In view of the above, life Insurance is an effective and reliable coverage to secure the financial future of your family and loved ones. However, when you secure a life insurance policy, you are most likely to come across the word “Sum Assured”. This article examines the meaning and calculation of Sum Assured.
What is Sum Assured?
The Collins English dictionary defines sum assured as: “the amount payable on the occurrence of an event insured against under a benefit policy, such as the death of the insured.”
In other words, the sum assured is an amount of money which they entitle a beneficiary to at the death of the benefactor. That is, an amount he derives from the life insurance policy of another, and receives in case of such person’s death. We also know the sum assured as the coverage or the cover of your insurance policy.
Furthermore, the Cambridge dictionary defines sum assured as a minimum amount that someone you have named in an insurance document will receive when you die.
How Sum Assured Works?
We can regard this policy as a financial safety plan. This is because it provides for after-death insurance coverage. The general notion behind this policy is that they pay the amount of insurance money out when someone dies.
Consequently, in case of your demise, your family or loved ones will receive the death benefit.
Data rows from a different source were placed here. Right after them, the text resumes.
PR #117, opened 2024-10-06
Refactors PEGOUT_EVENTS in constants to include signature.

jeremy-then:
Refactors PEGOUT_EVENTS in constants.js in preparation for the new pegout tests.

### DIFF
--- a/lib/constants.js
+++ b/lib/constants.js
@@ -57,12 +57,30 @@ const PEGIN_UNREFUNDABLE_REASONS = {
 };
 
 const PEGOUT_EVENTS = {
-  RELEASE_REQUEST_RECEIVED: "release_request_received",
-  RELEASE_REQUEST_REJECTED: "release_request_rejected",
-  RELEASE_REQUESTED: "release_requested",
-  BATCH_PEGOUT_CREATED: "batch_pegout_created",
-  PEGOUT_TRANSACTION_CREATED: "pegout_transaction_created",
-  PEGOUT_CONFIRMED: "pegout_confirmed"
+  RELEASE_REQUEST_RECEIVED: {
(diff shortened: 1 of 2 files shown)


nathanieliov (approved):

lib/constants.js
```diff
@@ -57,12 +57,30 @@ const PEGIN_UNREFUNDABLE_REASONS = {
...
 const PEGOUT_EVENTS = {
-  RELEASE_REQUEST_RECEIVED: "release_request_received",
-  RELEASE_REQUEST_REJECTED: "release_request_rejected",
-  RELEASE_REQUESTED: "release_requested",
-  BATCH_PEGOUT_CREATED: "batch_pegout_created",
-  PEGOUT_TRANSACTION_CREATED: "pegout_transaction_created",
-  PEGOUT_CONFIRMED: "pegout_confirmed"
+  RELEASE_REQUEST_RECEIVED: {
+    name: 'release_request_received',
+    signature: '0x1a4457a4460d48b40c5280955faf8e4685fa73f0866f7d8f573bdd8e64aca5b1'
```
nathanieliov, line 62: How is this signature obtained? Do you mind adding a reference? Wdyt?

marcos-iov: @jeremy-then what do you think of using [this](https://web3js.readthedocs.io/en/v1.2.11/web3-eth-abi.html#encodeeventsignature)?

We could get the event object from precompiled-abis, and then use web3-abi dependency to encode it. Seems a bit more robust.

Or maybe precompiled-abis library could have a `getSignature` function?

No big deal anyways, just an idea. It's not something we expect to change very often.

marcos-iov (approved):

With this benefit, they can manage and secure their various expenses.
Additionally, where the event of such an unfortunate demise is due to an accident, it entitles your family to 100 percent of the sum assured.
Also, in the case of a loan, at maturity, you can use the endowment policy to repay the loan; that is, if the borrower dies before maturity, the sum assured will repay the loan.
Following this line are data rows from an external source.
PR #120, opened 2024-10-06
Adds 'should do a pegin v1 with multiple OP_RETURN outputs but only o…

jeremy-then:
…ne for RSK and the exact minimum value' test


nathanieliov (approved):

apancorb (approved):
LGTM

marcos-iov (approved):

Generally, the sum assured is the amount of money an insurance policy guarantees to pay up before the addition of any other bonuses. Hence, Sum assured is the value of the insurance cover provided at the time of buying the insurance policy. Therefore, in the case of any eventuality, like death, the sum assured is the amount they pay to the beneficiary.
Basic Features of Sum Assured?
The following are the basic features that effects a sum assured policy:
- The sum assured depends on the income of the person. Typically here, they permit up to a maximum of 10 times of your annual income, as the sum assured.
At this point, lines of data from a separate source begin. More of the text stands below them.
PR #140, opened 2024-10-22
Adds 'should reject and refund a pegout when fee per kb is above valu…

jeremy-then:
Adds 'should reject and refund a pegout when fee per kb is above value' test


lib/tests/2wp.js
```diff
@@ -777,6 +777,47 @@ const execute = (description, getRskHost) => {
 
     });
 
+    it('should reject and refund a pegout when fee per kb is above value', async () => {
+
+      // Arrange
+
+      // Create a pegin for the sender to ensure there is enough funds to pegout and because this is the natural process
+      const senderRecipientInfo = await createSenderRecipientInfo(rskTxHelper, btcTxHelper);
+      const peginValueInSatoshis = btcToSatoshis(0.5);
```
apancorb, line 786: Maybe we can have a default constant for 0.5 as well?

apancorb (approved):
LGTM

lib/tests/2wp.js
jeremy-then: I think there's no need for this. This is not the minimum pegin value or any significan value. This is just to have enough funds on the rsk address. This value could change from test to test. For example, in the future pegout test where we will need to create a lot of pegouts to assert that the Bridge split them, we will probably need to send way more funds. So, that value could change.

nathanieliov: As long as this value does not repeat in other places, it is ok to me.

lib/tests/2wp.js
```diff
@@ -777,6 +777,47 @@ const execute = (description, getRskHost) => {
...
+      const btcPeginTxHash = await sendPegin(rskTxHelper, btcTxHelper, senderRecipientInfo.btcSenderAddressInfo, satoshisToBtc(peginValueInSatoshis));
+      await ensurePeginIsRegistered(rskTxHelper, btcPeginTxHash);
+
+      const initial2wpBalances = await get2wpBalances(rskTxHelper, btcTxHelper);
+      const initialBtcRecipientAddressBalanceInSatoshis = await getBtcAddressBalanceInSatoshis(btcTxHelper, senderRecipientInfo.btcSenderAddressInfo.address);
+      const initialRskSenderBalanceInWeisBN = await rskTxHelper.getBalance(senderRecipientInfo.rskRecipientRskAddressInfo.address);
+      const pegoutValueInRbtc = MINIMUM_PEGOUT_AMOUNT_IN_RBTC;
+
+      // The minimum pegout value plus 1 satoshi to make the fee per kb exactly above the pegout value.
+      const newFeePerKbInSatoshis = btcToSatoshis(MINIMUM_PEGOUT_AMOUNT_IN_RBTC) + 1;
```
nathanieliov, line 796: According to the logic in [rskj](https://github.com/rsksmart/rskj/blob/8c1e3a055cb11a2738e47122fa3f96fe3bba8fc0/rskj-core/src/main/java/co/rsk/peg/BridgeSupport.java#L880), setting the fee per kb to the minimum peg-out + 1 is way above the peg-out value.

I think you should use `getEstimatedFeesForNextPegOutEvent` to check if the new fee set really makes the estimated fees above the sent amount.

lib/constants.js
```diff
@@ -116,6 +116,9 @@ const PEGIN_V1_RSKT_PREFIX_HEX =  '52534b54';
 
 const MINIMUM_PEGOUT_AMOUNT_IN_RBTC = 0.0025;
 
+const FEE_PER_KB_CHANGE_PK = '6a4b49312b91e203ddfb9bc2d900ebbd46fbede46a7462e770bedcb11ad405e9';
```
marcos-iov, line 119: A bit nit from my side, but whenever I see `PK` I wish I could tell if it means public or private key. And the difference is quite important

lib/rsk-utils.js
```diff
@@ -502,7 +506,25 @@ const getFedsPubKeys = async (bridge) => {
...
+const setFeePerKb = async (rskTxHelper, feePerKbInSatoshis) => {
+
+  await rskTxHelper.getClient().eth.personal.importRawKey(FEE_PER_KB_CHANGE_PK, '');
+  await rskTxHelper.getClient().eth.personal.unlockAccount(FEE_PER_KB_CHANGE_ADDR, '');
+  const bridge = getBridge(rskTxHelper.getClient());
+
+  await sendTransaction(rskTxHelper, bridge.methods.voteFeePerKbChange(feePerKbInSatoshis), FEE_PER_KB_CHANGE_ADDR);
+
+  const finalFeePerKb = await bridge.methods.getFeePerKb().call();
+  expect(Number(finalFeePerKb)).to.equal(Number(feePerKbInSatoshis));
```
marcos-iov, line 525: You could also do a `call` before sending the transaction, and assert the response code

lib/tests/2wp.js
marcos-iov: Left a similar comment in another PR. 

Not a big deal, open to discuss it. If the value won't always be the same then maybe it doesn't make sense to have a constant. But it could maybe at least be a constant within the test to not make it a magic number.

Option 2 is to calculate this value depending on what the test needs. If we are doing a peg-out for `pegoutValue=X`, then this value could be `pegoutValue * 2`

Open to hear other ideas

lib/tests/2wp.js
```diff
@@ -777,6 +777,53 @@ const execute = (description, getRskHost) => {
...
 
+    it('should reject and refund a pegout when fee per kb is above value', async () => {
+
+      // Arrange
+
+      // Create a pegin for the sender to ensure there is enough funds to pegout and because this is the natural process
+      const senderRecipientInfo = await createSenderRecipientInfo(rskTxHelper, btcTxHelper);
+      const peginValueInSatoshis = btcToSatoshis(0.5);
+      const btcPeginTxHash = await sendPegin(rskTxHelper, btcTxHelper, senderRecipientInfo.btcSenderAddressInfo, satoshisToBtc(peginValueInSatoshis));
+      await ensurePeginIsRegistered(rskTxHelper, btcPeginTxHash);
```
marcos-iov, line 788: Could this whole part maybe be moved to a method? `fundBridgeForPegout` or something of the sort. What do you think?

jeremy-then: Updated.

lib/rsk-utils.js
jeremy-then: A `call` to `voteFeePerKbChange` or `getFeePerKb`?

lib/tests/2wp.js
```diff
@@ -774,6 +774,51 @@ const execute = (description, getRskHost) => {
...
+      // Arrange
+
+      // Create a pegin for the sender to ensure there is enough funds to pegout and because this is the natural process
+      const senderRecipientInfo = await createSenderRecipientInfo(rskTxHelper, btcTxHelper);
+      await fundRskAccountThroughAPegin(rskTxHelper, btcTxHelper, senderRecipientInfo.btcSenderAddressInfo);
+
+      const initial2wpBalances = await get2wpBalances(rskTxHelper, btcTxHelper);
+      const initialBtcRecipientAddressBalanceInSatoshis = await getBtcAddressBalanceInSatoshis(btcTxHelper, senderRecipientInfo.btcSenderAddressInfo.address);
+      const initialRskSenderBalanceInWeisBN = await rskTxHelper.getBalance(senderRecipientInfo.rskRecipientRskAddressInfo.address);
+      const pegoutValueInSatoshis = MINIMUM_PEGOUT_AMOUNT_IN_SATOSHIS - 1;
```
marcos-iov, line 788: Is this a good idea? We want the pegout to be rejected for the fee value, I wouldn't see an invalid pegout request. That could create some confusion

lib/tests/2wp.js

lib/rsk-utils.js
jeremy-then: Updated, by calling `sendTxWithCheck`.

marcos-iov (approved):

- Where the Sum assured is computed in terms of expenses, there usually exists accountability. This is often of at least 12-15 times the annual expenses with debt obligations, such as a home loan.
- Any Sum assured ought to be more than 10 times the annual premium. They provide this under Section 80C of the applicable legislation.
How is the Sum assured Calculated?
There are numerous ways to calculate the sum assured for your life insurance policy. One of the most prominent methods is Human Life Value (HLV).
This method calculates the sum assured based on your current and future expenses, together with your present and future earnings, as well as your age.
In Group Life insurance, sum assured is calculated by multiplying the insured’s annual emolument by 3. While for Individual Life they calculate it based on the total premium contribution over the life span of the contract
However, making use of the Human Life Value calculation method isn’t difficult. U can find the calculators online to discover your HLV and select the right sum assured.
While there are now many types of life insurance plans available for every need, one of the constant features as mentioned above is the calculation of sum assured and premium. They exist in every policy, and getting the necessary knowledge about them is vital.